複数のディレクトリでJellyfishファイルを複数実行するようにbashスクリプトを改善するのに役立ちます。

複数のディレクトリでJellyfishファイルを複数実行するようにbashスクリプトを改善するのに役立ちます。

次のディレクトリツリーがあります。

Data/bacteria_splitted/GeneraName/chromosomes/*.fna.gz

ここで、 *fna.gz は圧縮された fasta ファイルです。

>header
string sequence

各GeneraName / chromosomesディレクトリには1〜1500個のgzip fastaファイルがあり、これらのディレクトリのデータに対してJellyfishというツールを実行したい/必要です(入力fastaファイルからサブワード/ n-grams / kmersの数を計算する) /バクテリア_分割/属名/染色体')。

結果(mer_counts.jf)

Results/GeneraName/chromosomes/kmers3(if i am count words with length 3)

しかし、クラゲはgzipファイルでは機能しません。
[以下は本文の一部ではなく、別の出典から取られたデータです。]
PR #1333, opened 2021-02-28
chore(core): add typings for @botonic/core

vanbasten17:
## Description
* Adding types for @botonic/core in order to start migrating eventually pieces of code to TS.
* Move types into `src/types` preserving project structure. 
* Reference types location in `"types"` package.json's field.

**Tip**: Used the command `npx typescript src/**/*.js --declaration --allowJs --emitDeclarationOnly --outDir types;` to generate the initial structure for types.


packages/botonic-core/src/types/plugins.d.ts
```diff
@@ -0,0 +1,12 @@
...
+import { Input, PluginConfig, Session } from '.'
+
+export declare function loadPlugins(plugins: PluginConfig<any>[]): any
+export declare function runPlugins(
+  plugins: PluginConfig<any>[],
+  mode: 'pre' | 'post',
+  input: Input,
+  session: Session,
+  lastRoutePath: string,
+  response?: any
```
dpinol, line 11: is this a BotResponse?

packages/botonic-core/src/types/plugins.d.ts
```diff
@@ -0,0 +1,12 @@
+/* eslint-disable node/no-missing-import */
+import { Input, PluginConfig, Session } from '.'
+
+export declare function loadPlugins(plugins: PluginConfig<any>[]): any
```
dpinol, line 4: this returns a Plugin[]?

dpinol (changes requested):
amazing! :clap:

packages/botonic-core/package.json
```diff
@@ -3,7 +3,7 @@
   "version": "0.18.1",
   "license": "MIT",
   "description": "Build Chatbots using React",
-  "main": "src/index.js",
+  "main": "lib/index.js",
```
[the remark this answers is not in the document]
vanbasten17: this was something we also talked with @asastre , removing atm and let's see how we coordinate this.

packages/botonic-core/src/types/plugins.d.ts
vanbasten17: sure

packages/botonic-core/src/types/plugins.d.ts
vanbasten17: yes

packages/botonic-core/package.json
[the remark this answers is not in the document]
asastre: Yes, before doing this change we should evaluate all possible implications.
It would be nice too to test if using lib instead of src improve the execution times of the tests, maybe the fact that the code need to be transpiled before the tests is what makes the tests take so long the first time to run.

packages/botonic-core/src/types/i18n.d.ts
```diff
@@ -0,0 +1,9 @@
+/* eslint-disable node/no-missing-import */
+/* eslint-disable filenames/match-regex */
```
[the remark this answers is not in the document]
vanbasten17: `i18n.d.ts` is detected as an invalid filename.

packages/botonic-core/src/types/index.d.ts
```diff
@@ -1,3 +1,14 @@
+/* eslint-disable node/no-missing-import */
```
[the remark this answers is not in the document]
vanbasten17: added `.d.ts` in tryExtensions key of no-missing-import rule and removed ignores

packages/botonic-core/src/types/index.d.ts
```diff
@@ -1,3 +1,13 @@
+export { Providers } from './constants'
+export { CoreBot } from './core-bot'
+export * from './debug'
+import { Inspector } from './debug'
+export * from './handoff'
+export { HubtypeService } from './hubtype-service'
+export { getString } from './i18n'
+export { Router } from './router'
+export * from './utils'
+
```
marcpdw, line 10: Is it sorting the imports by file instead of object? Do we want it like this?

IMO it's easier to read them by object.

packages/botonic-core/src/index.js
```diff
@@ -1,21 +1,11 @@
...
-  HandOffBuilder,
-  humanHandOff,
-  storeCaseRating,
-} from './handoff'
+export * from './handoff'
 export { HubtypeService } from './hubtype-service'
 export { getString } from './i18n'
 export { Router } from './router'
-export { isBrowser, isMobile, isNode, params2queryString } from './utils'
+export * from './utils'
```
marcpdw, line 8: Why are those `*` imports necessary?

marcpdw (approved):
This is huge, great job here!!! ⭐ 

Not for this PR, but for the next one: remember that `d.ts` files keep the comments you may add to them. So, documentation of _fields_, _parameters_, _objects_, ... can bring big help to our fans. Take `RxJS` for example and check how well-documented they have it!
Of course our stuff is not as complex, but if we want a 5 ⭐  repo, it's something we have to consider

packages/botonic-core/src/types/index.d.ts
vanbasten17: yes, it is sorting them by file right now. Maybe we should discuss it and when we have the Pending PRs cleaner, apply the result of the discussion to all the packages

packages/botonic-core/src/index.js
vanbasten17: It's a shorthand to export all the members exported in `./utils`, so instead to do `import {isBrowser, ...} from './utils'` and then export them, you can export all the functions directly with `*`

vanbasten17: they are exposed as `@botonic/react` uses them, also they can be useful for the developer.

packages/botonic-core/src/types/index.d.ts
vanbasten17: Created a task to talk about this: https://linear.app/hubtype/issue/BOT-319/discussion-sort-imports-by-file-vs-sort-imports-by-object

packages/botonic-core/src/types/constants.d.ts
```diff
@@ -0,0 +1,14 @@
+export const Providers: Readonly<{
+  Messaging: {
```
elozano98, line 2: Should this field name be lowercase?

packages/botonic-core/src/types/constants.d.ts
```diff
@@ -0,0 +1,14 @@
+export const Providers: Readonly<{
```
elozano98, line 1: Why don't use an `enum` for this?

packages/botonic-core/src/types/index.d.ts
```diff
@@ -162,102 +172,36 @@ export interface Route {
 }
 
 type RouteRequest = { input: Input; session: Session }
```
asastre, line 174: Why not exporting `RouteRequest`?

packages/botonic-core/src/types/constants.d.ts
vanbasten17: yep, we should consider how to name this in Botonic 1.0, atm, some packages are using it, so we should maintain it like this just to not break things.

packages/botonic-core/src/types/core-bot.d.ts
```diff
@@ -0,0 +1,46 @@
...
+  BotResponse,
+  Locales,
+  PluginConfig,
+  Routes,
+  Session,
+} from '.'
+import { Inspector } from './debug'
+import { Router } from './router'
+
+export interface BotOptions {
```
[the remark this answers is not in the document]
asastre: It's still repeated.

packages/botonic-core/src/types/plugins.d.ts
```diff
@@ -0,0 +1,11 @@
...
+export declare function runPlugins(
+  plugins: PluginConfig<any>[],
+  mode: 'pre' | 'post',
```
asastre, line 6: should this be set into constants?

packages/botonic-core/src/types/router.d.ts
```diff
@@ -0,0 +1,57 @@
...
+        retryAction?: undefined
+        defaultAction?: undefined
+      }
+    | {
+        action: any
+        params: any
+        retryAction: any
+        lastRoutePath: any
+        defaultAction?: undefined
+      }
```
asastre, line 35: Can these 3 type of returns be categorized into other types or interfaces? This way maybe it will be understandable why there can be 3 type of returns.

asastre (changes requested):
Great job :clap:! I like grouping all types in the `types` folder!
Some observations/questions/suggestions before approving :wink:

elozano98 (approved):
good job! 👍🏽

packages/botonic-core/src/types/core-bot.d.ts
```diff
@@ -0,0 +1,45 @@
...
+  /** The plugin configurations */
+  appId?: string
+  defaultDelay?: number
+  defaultRoutes?: Routes
+  defaultTyping?: number
+  inspector?: Inspector
+  locales: Locales
+  plugins?: PluginConfig<any>
+  renderer: any
```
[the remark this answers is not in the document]
vanbasten17: renderer is the abstract object in charge of defining how the actions will be rendered. In case of `@botonic/react`, there we define a ReactRenderer

packages/botonic-core/src/types/plugins.d.ts
vanbasten17: added as `PluginMode`type.

packages/botonic-core/src/types/router.d.ts
vanbasten17: yes, I would like to take a closer look into this in the next iteration of moving some files to TS.

vanbasten17: with the current code of router, it's hard to discriminate what kind of objects we can have here or if they can be optimized.

asastre (approved):
:rocket:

その後、ファイルを解凍してクラゲにパイプする必要があります。マニュアルには発電機を使用できると記載されています。

「複数のファイルを一度に読み取る方法は?多くのスレッドが部分的に使用されなくなります。ゼリーフィッシュに指示することができます。

jellyfish count -F 2 <(fastq-dump -Z file1.sra) <(fastq-dump -Z file2.sra) ...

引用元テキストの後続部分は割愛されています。